## [About this exercise]
Whenever a line contains the string "listOfURLs", copy it out of the entries.

(Collected data)
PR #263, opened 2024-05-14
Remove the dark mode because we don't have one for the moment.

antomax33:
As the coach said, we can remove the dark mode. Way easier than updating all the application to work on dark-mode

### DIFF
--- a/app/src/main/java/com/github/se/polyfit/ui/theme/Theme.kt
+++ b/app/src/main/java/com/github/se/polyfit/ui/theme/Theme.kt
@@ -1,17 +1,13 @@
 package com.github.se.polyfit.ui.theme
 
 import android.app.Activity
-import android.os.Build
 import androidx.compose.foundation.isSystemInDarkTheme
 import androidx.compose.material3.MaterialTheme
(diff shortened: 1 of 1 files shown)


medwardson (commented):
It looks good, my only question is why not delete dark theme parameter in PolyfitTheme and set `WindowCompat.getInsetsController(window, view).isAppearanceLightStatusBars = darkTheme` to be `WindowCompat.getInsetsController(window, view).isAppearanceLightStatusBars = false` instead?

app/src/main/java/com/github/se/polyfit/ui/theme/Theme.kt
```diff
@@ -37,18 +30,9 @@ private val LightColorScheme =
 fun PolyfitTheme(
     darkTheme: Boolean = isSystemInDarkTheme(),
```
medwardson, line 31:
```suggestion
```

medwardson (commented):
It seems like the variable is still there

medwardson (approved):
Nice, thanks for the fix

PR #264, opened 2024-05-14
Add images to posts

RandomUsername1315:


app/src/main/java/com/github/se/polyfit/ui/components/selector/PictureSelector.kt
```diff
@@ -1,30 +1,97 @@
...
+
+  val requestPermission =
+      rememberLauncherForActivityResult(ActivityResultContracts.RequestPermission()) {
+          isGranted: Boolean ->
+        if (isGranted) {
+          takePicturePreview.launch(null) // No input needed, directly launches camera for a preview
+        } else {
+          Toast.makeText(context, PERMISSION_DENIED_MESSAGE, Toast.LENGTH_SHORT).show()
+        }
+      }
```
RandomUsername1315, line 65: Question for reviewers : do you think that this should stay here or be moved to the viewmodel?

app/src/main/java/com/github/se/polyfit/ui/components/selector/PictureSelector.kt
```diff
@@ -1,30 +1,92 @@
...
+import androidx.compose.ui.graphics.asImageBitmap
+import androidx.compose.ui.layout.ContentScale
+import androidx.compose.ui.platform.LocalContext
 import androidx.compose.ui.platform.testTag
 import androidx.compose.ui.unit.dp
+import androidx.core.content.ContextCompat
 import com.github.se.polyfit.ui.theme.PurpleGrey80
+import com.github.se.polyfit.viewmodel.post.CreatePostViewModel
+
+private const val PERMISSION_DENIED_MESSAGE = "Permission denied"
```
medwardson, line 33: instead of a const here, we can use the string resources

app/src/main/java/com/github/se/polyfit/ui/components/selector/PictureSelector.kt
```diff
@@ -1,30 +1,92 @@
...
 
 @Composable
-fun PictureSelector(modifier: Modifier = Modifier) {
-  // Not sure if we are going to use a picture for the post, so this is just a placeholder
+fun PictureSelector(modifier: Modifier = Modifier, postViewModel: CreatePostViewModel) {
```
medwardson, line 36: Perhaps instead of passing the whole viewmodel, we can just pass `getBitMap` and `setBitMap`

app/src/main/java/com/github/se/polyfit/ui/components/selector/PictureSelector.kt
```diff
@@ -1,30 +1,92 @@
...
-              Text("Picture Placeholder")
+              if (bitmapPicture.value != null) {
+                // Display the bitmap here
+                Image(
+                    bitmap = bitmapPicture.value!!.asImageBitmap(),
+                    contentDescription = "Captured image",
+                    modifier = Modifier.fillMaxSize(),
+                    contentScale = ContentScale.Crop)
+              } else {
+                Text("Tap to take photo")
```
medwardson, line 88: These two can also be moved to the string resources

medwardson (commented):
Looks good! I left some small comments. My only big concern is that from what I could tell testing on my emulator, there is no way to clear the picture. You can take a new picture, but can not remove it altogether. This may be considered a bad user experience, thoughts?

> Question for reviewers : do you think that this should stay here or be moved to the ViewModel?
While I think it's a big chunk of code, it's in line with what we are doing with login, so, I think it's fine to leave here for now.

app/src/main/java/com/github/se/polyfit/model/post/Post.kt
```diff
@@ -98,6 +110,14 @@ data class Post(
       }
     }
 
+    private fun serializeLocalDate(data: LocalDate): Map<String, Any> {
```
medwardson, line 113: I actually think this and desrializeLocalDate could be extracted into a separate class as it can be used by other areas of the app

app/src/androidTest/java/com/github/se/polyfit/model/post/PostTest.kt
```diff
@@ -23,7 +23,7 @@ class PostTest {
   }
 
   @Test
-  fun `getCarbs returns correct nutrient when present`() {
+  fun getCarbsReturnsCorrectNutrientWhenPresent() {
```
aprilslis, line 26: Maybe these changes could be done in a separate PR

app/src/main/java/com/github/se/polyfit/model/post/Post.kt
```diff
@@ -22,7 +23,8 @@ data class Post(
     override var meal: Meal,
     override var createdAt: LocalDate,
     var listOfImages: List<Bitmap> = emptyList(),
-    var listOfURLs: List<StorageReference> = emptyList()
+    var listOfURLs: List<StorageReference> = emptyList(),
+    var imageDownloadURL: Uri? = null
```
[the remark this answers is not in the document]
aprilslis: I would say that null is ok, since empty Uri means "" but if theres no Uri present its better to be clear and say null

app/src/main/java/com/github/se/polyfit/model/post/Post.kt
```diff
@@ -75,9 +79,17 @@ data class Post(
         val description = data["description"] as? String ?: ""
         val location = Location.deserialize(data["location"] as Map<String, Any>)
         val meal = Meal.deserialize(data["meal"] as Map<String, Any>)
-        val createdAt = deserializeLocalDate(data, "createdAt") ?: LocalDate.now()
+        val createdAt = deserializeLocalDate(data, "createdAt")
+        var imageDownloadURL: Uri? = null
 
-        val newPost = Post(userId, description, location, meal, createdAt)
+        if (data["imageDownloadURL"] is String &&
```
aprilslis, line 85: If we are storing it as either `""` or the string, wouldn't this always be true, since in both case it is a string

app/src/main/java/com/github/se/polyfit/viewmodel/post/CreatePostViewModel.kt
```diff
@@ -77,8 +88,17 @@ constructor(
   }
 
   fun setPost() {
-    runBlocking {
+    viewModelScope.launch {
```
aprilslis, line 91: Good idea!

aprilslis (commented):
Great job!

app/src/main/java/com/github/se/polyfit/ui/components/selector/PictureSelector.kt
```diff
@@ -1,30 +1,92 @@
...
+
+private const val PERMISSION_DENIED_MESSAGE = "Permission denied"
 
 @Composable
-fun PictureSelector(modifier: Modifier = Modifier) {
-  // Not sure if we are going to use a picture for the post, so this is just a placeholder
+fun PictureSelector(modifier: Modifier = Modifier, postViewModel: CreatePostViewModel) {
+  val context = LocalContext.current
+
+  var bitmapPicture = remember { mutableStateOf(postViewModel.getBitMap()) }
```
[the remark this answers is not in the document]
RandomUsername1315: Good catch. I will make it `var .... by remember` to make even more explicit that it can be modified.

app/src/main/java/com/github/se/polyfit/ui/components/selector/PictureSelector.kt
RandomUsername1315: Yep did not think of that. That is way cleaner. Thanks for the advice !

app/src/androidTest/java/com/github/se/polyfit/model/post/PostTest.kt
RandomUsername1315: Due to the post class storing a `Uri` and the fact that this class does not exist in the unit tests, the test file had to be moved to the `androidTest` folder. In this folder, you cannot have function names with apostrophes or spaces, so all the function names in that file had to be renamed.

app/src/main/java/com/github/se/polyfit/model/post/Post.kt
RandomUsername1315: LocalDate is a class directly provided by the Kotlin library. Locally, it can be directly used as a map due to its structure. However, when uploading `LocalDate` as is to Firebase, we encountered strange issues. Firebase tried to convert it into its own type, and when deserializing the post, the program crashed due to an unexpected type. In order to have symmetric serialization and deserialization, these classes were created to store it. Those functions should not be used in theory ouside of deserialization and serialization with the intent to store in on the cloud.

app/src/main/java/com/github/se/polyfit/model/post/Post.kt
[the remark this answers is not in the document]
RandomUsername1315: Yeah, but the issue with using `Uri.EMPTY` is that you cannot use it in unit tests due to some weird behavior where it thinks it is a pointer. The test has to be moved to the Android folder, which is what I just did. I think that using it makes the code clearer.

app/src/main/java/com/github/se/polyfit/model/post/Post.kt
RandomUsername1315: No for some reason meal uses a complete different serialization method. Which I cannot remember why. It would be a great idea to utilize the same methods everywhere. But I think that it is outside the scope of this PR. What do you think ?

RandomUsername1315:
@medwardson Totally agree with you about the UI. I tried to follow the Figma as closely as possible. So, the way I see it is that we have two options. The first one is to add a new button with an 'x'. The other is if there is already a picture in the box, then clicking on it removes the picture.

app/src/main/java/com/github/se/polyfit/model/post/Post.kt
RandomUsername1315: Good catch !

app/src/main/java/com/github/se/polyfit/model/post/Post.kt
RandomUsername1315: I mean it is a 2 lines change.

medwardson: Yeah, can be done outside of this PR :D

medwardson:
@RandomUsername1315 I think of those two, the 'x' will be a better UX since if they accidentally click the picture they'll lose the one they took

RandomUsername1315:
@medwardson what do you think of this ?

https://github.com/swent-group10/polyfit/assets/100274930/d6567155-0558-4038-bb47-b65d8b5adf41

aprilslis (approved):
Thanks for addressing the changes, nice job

## [Exercise answer]
-    var listOfURLs: List<StorageReference> = emptyList()
+    var listOfURLs: List<StorageReference> = emptyList(),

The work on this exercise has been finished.